Activity. Where the word "current" occurs in a line of the listing, please copy the line.

(Beginning of Source information)

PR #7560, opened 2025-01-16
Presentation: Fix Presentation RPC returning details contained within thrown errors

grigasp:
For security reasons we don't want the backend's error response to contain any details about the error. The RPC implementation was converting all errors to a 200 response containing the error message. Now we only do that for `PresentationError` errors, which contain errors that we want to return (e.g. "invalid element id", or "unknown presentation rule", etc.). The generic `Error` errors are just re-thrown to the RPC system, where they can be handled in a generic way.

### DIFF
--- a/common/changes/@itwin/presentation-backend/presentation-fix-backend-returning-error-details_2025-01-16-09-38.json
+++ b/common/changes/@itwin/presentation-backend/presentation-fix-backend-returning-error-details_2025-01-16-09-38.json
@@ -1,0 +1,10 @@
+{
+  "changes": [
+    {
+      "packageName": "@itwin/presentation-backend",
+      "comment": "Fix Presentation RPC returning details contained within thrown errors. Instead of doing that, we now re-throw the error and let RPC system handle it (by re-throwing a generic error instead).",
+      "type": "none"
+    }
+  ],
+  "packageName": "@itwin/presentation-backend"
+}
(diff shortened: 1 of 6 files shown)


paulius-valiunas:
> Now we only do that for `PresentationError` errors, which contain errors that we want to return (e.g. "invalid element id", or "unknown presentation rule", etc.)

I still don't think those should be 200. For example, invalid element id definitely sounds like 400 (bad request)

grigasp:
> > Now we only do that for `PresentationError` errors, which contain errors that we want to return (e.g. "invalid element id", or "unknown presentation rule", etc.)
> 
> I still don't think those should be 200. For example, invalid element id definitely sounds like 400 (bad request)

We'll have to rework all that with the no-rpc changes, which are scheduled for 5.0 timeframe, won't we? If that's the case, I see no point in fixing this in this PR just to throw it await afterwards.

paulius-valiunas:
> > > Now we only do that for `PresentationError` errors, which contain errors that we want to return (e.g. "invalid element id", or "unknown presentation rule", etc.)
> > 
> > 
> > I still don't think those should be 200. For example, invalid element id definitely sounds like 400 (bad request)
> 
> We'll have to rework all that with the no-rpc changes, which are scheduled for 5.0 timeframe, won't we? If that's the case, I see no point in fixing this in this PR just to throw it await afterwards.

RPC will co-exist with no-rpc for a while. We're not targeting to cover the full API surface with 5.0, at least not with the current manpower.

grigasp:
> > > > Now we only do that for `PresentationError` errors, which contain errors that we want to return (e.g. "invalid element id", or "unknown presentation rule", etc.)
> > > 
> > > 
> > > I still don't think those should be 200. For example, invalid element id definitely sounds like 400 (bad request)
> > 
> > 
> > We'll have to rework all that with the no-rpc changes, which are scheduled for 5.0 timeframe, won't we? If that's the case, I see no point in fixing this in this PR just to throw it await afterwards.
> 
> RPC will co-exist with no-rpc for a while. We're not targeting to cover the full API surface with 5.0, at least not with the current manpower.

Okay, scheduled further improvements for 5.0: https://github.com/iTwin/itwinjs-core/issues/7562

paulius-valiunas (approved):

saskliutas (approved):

(End of Source information)

Task solution.
RPC will co-exist with no-rpc for a while. We're not targeting to cover the full API surface with 5.0, at least not with the current manpower.
> RPC will co-exist with no-rpc for a while. We're not targeting to cover the full API surface with 5.0, at least not with the current manpower.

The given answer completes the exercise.